Un metodo quantitativo per studiare la migrazione spontanea di cellule in un microambiente confinato unidimensionale è descritto. Questo metodo sfrutta canali microfabbricati e può essere usato per studiare la migrazione di un gran numero di cellule in condizioni diverse in singoli esperimenti.
Il metodo qui descritto consente di studiare la migrazione delle cellule sotto confinamento in una dimensione. Si basa sull'uso di canali microfabbricati, che impongono un fenotipo polarizzato a cellule da limitazioni fisiche. Una volta che i canali interni, le cellule hanno solo due possibilità: andare avanti o indietro. Questa migrazione semplificata in cui direzionalità è limitato facilita il tracciamento automatico delle celle e l'estrazione di parametri quantitativi per descrivere il movimento delle cellule. Questi parametri includono la velocità delle cellule, cambi di direzione, e pause durante il movimento. Microcanali sono anche compatibili con l'uso di marcatori fluorescenti e sono quindi adatti per studiare la localizzazione di organelli e strutture intracellulari durante la migrazione cellulare ad alta risoluzione. Infine, la superficie dei canali può essere funzionalizzato con substrati differenti, permettendo il controllo delle proprietà adesive dei canali o lo studio di haptotaxis. In sintesi, il sistema here descritto è destinato ad analizzare la migrazione di grandi numeri di cellule in condizioni in cui sia la geometria e la natura biochimica dell'ambiente sono controllate, facilitando la normalizzazione e riproducibilità di esperimenti indipendenti.
La migrazione è una funzione cellulare complessa che è importante per molti processi fisiologici negli organismi multicellulari, incluso lo sviluppo, le risposte immunitarie e la rigenerazione dei tessuti.
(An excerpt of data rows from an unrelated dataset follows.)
PR #1119, opened 2020-03-10
Max out of order evals relative to the maximum batch size

Ttl:
Amount of full batches as function of the maximum out of order evals scales similarly with different maximum batch sizes when it's relative to the maximum batch size. This makes it easier to tune the parameters as batch size and max-out-of-order-evals can be adjusted separately.

### DIFF
--- a/src/mcts/params.cc
+++ b/src/mcts/params.cc
@@ -176,6 +176,9 @@ const OptionId SearchParams::kOutOfOrderEvalId{
     "in the cache or is terminal, evaluate it right away without sending the "
     "batch to the NN. When off, this may only happen with the very first node "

Inoltre, alcune situazioni patologiche come invasione tumorale e metastasi basano sulla motilità cellulare 1. Per queste ragioni, la migrazione cellulare è diventato un importante campo di studio nell'ambito della ricerca sia fondamentale e traslazionale. In vivo, la maggior parte dei tessuti sono caratterizzati da una ricca matrice extracellulare ed elevata densità cellulare. La migrazione cellulare quindi, in condizioni fisiologiche, avviene in un ambiente confinato complesso. Classicamente, molto probabilmente a causa di ragioni storiche e limiti tecnici, la migrazione delle cellule è stato studiato in sistemi 2D piatte che non riproducono molte delle proprietà ambientali presenti nei tessuti, come ad esempio confinamento. Inoltre, fattori come l'adesione cellulare, che sono essenziali per la motilità in 2D, sono stati recentemente dimostrato di non essere necessapalmente necessari per la migrazione in vivo o all'interno gel, suggerendo che i meccanismi che regolano la locomozione cella in 2D e in altri ambienti sono distinti 2. Diversi sistemi sono stati sviluppati per imitare le proprietà complesse dei tessuti, i più noti gel dell'essere collagene, che mirano a ricapitolare le proprietà della composizione della matrice extracellulare 3. Qui proponiamo microcanali come metodo semplice complementare che permette la migrazione delle cellule studio in una dimensione in un ambiente confinato.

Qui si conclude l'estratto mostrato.